**What the task asks**. Copy each line that contains the string "found", taking them from the material.

**Supplied records**.

PR #22555, opened 2020-07-17
Remove dead loop found in redirects data

tengqm:
This problem was found when checking bad links using the tool proposed in #22541. It might have confused many browsers so far.


celestehorgan:
/lgtm
/approve

🎉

**Answer to the exercise**.
Remove dead loop found in redirects data
This problem was found when checking bad links using the tool proposed in #22541. It might have confused many browsers so far.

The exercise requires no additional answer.